13. The composition of claim 1, wherein the composition comprises from 1mg to 500mg of nilotinib.

14. The composition of claim 1, wherein the composition comprises from 20mg to 200mg of nilotinib.

15. The composition of claim 1, wherein the composition comprises from 1mg to 50mg of nilotinib.

16. The composition of claim 1, wherein the composition comprises from 1mg to 40mg of nilotinib.

17. The composition of claim 1, wherein the composition comprises from 1mg to 30mg of nilotinib.

18. The composition of claim 1, wherein the composition comprises nilotinib polymer in a weight ratio of 20:1 to 1: 20.

19. The composition of claim 1, wherein the composition comprises nilotinib polymer in a weight ratio of 10:1 to 1: 10.

20. The composition of claim 1, wherein the composition is an amorphous dispersion.

21. Use of an effective amount of a composition of any one of claims 1-20 in the manufacture of a medicament for treating an uncontrolled cell proliferative disorder.

22. The use according to claim 21, wherein the uncontrolled cell proliferative disorder is leukemia.

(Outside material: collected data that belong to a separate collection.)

PR #199, opened 2018-11-18
Superstarify modlog

sco1:
Resolves: #97

This leverages existing functionality built into the modlog cog to generate the embed.

This has been tested locally as best as I can, but needs to be evaluated within PyDis' framework before merging.


bot/cogs/superstarify.py
```diff
@@ -145,11 +145,14 @@ def moderation(self) -> Moderation:
...
-                f":middle_finger: {member.name}#{member.discriminator} (`{member.id}`) "
-                f"has been superstarified by **{ctx.author.name}**. Their new nickname is `{forced_nick}`. "
-                f"They will not be able to change their nickname again until **{end_time}**"
+            mod_log_message = (
+                f"{member.name}#{member.discriminator} (`{member.id}`)\n\n"
+                f"Superstarified by **{ctx.author.name}**\n"
+                f"New nickname:`{forced_nick}`\n"
+                f"Superstardom ends: **{end_time}**"
+            )
+            await ModLog.send_log_message(
```
jos-b: This is erroring locally because ModLog.send_log_message is not a static method. This means you are technically missing the `text` argument. The error I receive locally is:
```py
Nov 18 19:16:33 pd.beardfist.com Bot: |                 bot.decorators |    DEBUG | joseph#1337 has the 'Moderators' role, and passes the check.
Nov 18 19:16:33 pd.beardfist.com Bot: |          bot.cogs.superstarify |    DEBUG | Attempting to superstarify Nix for 10s. forced_nick is set to None.
Nov 18 19:16:33 pd.beardfist.com Bot: |          bot.cogs.superstarify |    TRACE | Logging to the #mod-log channel. This could fail because of channel permissions.
Ignoring exception in command_error
  File "/home/joseph/.local/share/virtualenvs/bot-2DLfRnSI/lib/python3.6/site-packages/discord/client.py", line 221, in _run_event
    await coro(*args, **kwargs)
  File "/home/joseph/Python/bot/bot/cogs/events.py", line 140, in on_command_error
    raise e.original
  File "/home/joseph/.local/share/virtualenvs/bot-2DLfRnSI/lib/python3.6/site-packages/discord/ext/commands/core.py", line 61, in wrapped
  File "/home/joseph/Python/bot/bot/cogs/superstarify.py", line 155, in superstarify
    Icons.user_update, Colour.gold(), "Member Achieved Superstardom", mod_log_message
TypeError: send_log_message() missing 1 required positional argument: 'text'
```

sco1: oops, I must have imagined the decorator.

sco1: I guess instantiating an instance of `modlog.ModLog` in `superstarify`'s `__init__` *could* fix this, but would that introduce undesired side effects?

MarkKoz: Look at how all the other cogs do it. They have a property with only a getter than uses `bot.get_cog()` or whatever it is.

sco1: Alternatively, I'm assuming calling the already loaded cog is an option, which would be a bit more obscure but probably smarter.

jos-b: Instantiating a class would fix it and probably wouldn't cause side effects but getting the instantiated class from bot is the preferred way.

sco1: Mirrored what was done to pull in the Moderation cog, should be ok to test now

bot/cogs/superstarify.py
```diff
@@ -145,11 +149,14 @@ def moderation(self) -> Moderation:
...
-                f":middle_finger: {member.name}#{member.discriminator} (`{member.id}`) "
-                f"has been superstarified by **{ctx.author.name}**. Their new nickname is `{forced_nick}`. "
-                f"They will not be able to change their nickname again until **{end_time}**"
+            mod_log_message = (
+                f"{member.name}#{member.discriminator} (`{member.id}`)\n\n"
+                f"Superstarified by **{ctx.author.name}**\n"
+                f"New nickname:`{forced_nick}`\n"
+                f"Superstardom ends: **{end_time}**"
+            )
+            await self.modlog.send_log_message(
```
jos-b: This now works fine and works locally, though maybe it'd be nice to have the thumbnail be the user avatar (as is done with other logs). `send_log_message` accepts a `thumbnail` kwarg so you can make use of that.

Issue #200, opened 2018-11-19
Short-term Moderation Cog Refactor


sco1:
To preface, I'm using "short-term" to acknowledge what @MarkKoz mentioned that he and @scragly have been discussing for a broader, long-term refactor of the moderation cog & the related API(s). I'm not sure what the timeline on this is.

There's quite a bit of duplicate code in the moderation cog currently, mostly around the API call for infractions, and mostly with only slight differences in the JSON package sent to the API. It would be helpful in the short term for issues like #103 if this API call was wrapped into a helper method so the full command doesn't have to be invoked.

This seems like it would be a low-effort pass at the current cog but wanted to get some feedback before I did it. I can also just copy the same API call into bb and call it a day for now.

PR #201, opened 2018-11-20
Add note support for bb watch, moderation API call refactor

sco1:
Replace log-to channel specification with an optional moderation note.

To support this, the moderation cog infraction API calls are refactored to delegate to an external helper utility.

Resolves: #103, #200


sco1:
I know it's been discussed but I don't think it's been formalized in an issue (yet). Might be deferred until the Django rewrite is done.

PR #204, opened 2018-11-21
Remove duration from JSON payload when not specified

sco1:
It doesn't seem like the infraction API likes it when `duration` is specified as `None` in the JSON payload. This should bring the payloads back in line with what they were before the moderation refactor.


gdude2002:
You guys are slow.

PR #212, opened 2018-12-03
Makes generating `...:` indents faster

Modelmat:
Uses `rjust` instead of an fstring. Five is arbitrary.
```py
>>> from timeit import Timer
>>> t = Timer('f"{\'\':<{5}}...:"')
>>> t2 = Timer('"...:".zfill(5)')
>>> t3 = Timer('"...:".rjust(5)')
>>> print(t.timeit(), t2.timeit(), t3.timeit())
0.2464568559998952 0.09237145299994154 0.08822837999969124
```

### DIFF
--- a/bot/cogs/eval.py
+++ b/bot/cogs/eval.py
@@ -66,9 +66,9 @@ class CodeEval:
                 # far enough to align them.
                 # we first `str()` the line number
                 # then we get the length
-                # and do a simple {:<LENGTH}
+                # and use `str.rjust()`
                 # to indent it.
-                start = f"{'':<{len(str(self.ln))+2}}...: "
+                start = "...:".rjust(len(self.ln) + 2)
 
             if i == len(lines) - 2:
                 if line.startswith("return"):


scragly:
The changes made here are not correctly implemented, unfortunately.

This is original:
```python
f"{'':<{len(str(self.ln))+2}}...: "
```

This gets the string length of the line count for the output, adds 2 in order to buffer up to alignment of the top line, and adds that number of spaces to the start of the string to indent. The `...:` section of the string is not considered, as it's only plainly adding spaces to the beginning. It also has a single space after the colon.

The change within this PR is:
```python
"...:".rjust(len(self.ln) + 2)
```

This gets the `len` of the line count which is an int, so raises the following exception:
```
TypeError: object of type 'int' has no len()
```
The int will first need to be cast to a string to get the string length, as the original does.

```python
"...:".rjust(len(str(self.ln)) + 2)
```

Then it adds 2, seemingly because the original adds 2. But `rjust` is justifying the entire section, including the `...:` part, unlike the original. Due to this, the code should have been tested and adjusted to add the correct buffer amount to re-establish alignment with the top line again. After checking, this should have been `7`.

Finally, the alteration leaves off the space after the colon, which should be added again.

```py
"...: ".rjust(len(str(self.ln)) + 7)
```

To confirm the behaviors mentioned:  
image

image

PR #222, opened 2018-12-24
CommandNotFound default to tags get before silently ignoring

tagptroll1:
Before any CommandNotFound exceptions were completely ignored, now it will first try to find a tag by invoking `tags get` before ignoring. If it finds a tag it posts it.  

This would act as a shortcut for all tags that don't overlap with command names


heavysaturn:
Yeah I like this. Let's do it.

23. The use according to claim 21, wherein the uncontrolled cell proliferative disorder is selected from neurofibromatosis, tuberous sclerosis, hemangiomas and lymphangiogenesis, cervical cancer, anal cancer, eye cancer, stomach cancer, colon cancer, bladder cancer, rectal cancer, liver cancer, pancreatic cancer, lung cancer, breast cancer, uterine corpus cancer, ovarian cancer, prostate cancer, testicular cancer, kidney cancer, brain cancer, central nervous system cancer, head and neck cancer, laryngeal cancer, cutaneous melanoma, acute lymphocytic leukemia, acute myelogenous leukemia, ewing's sarcoma, kaposi's sarcoma, basal cell carcinoma and squamous cell carcinoma, choriocarcinoma, rhabdomyosarcoma, endothelioma, neuroblastoma, oral/pharyngeal cancer, esophageal cancer, lymphoma, multiple myeloma, cardiac hypertrophy, age-related macular degeneration and diabetic retinopathy.

24. The use according to claim 21, wherein the uncontrolled cell proliferative disorder is chronic myelogenous leukemia.

25. The use of claim 21, wherein the effective amount is a therapeutically effective amount.

26. The use of claim 21, wherein the effective amount is a prophylactically effective amount.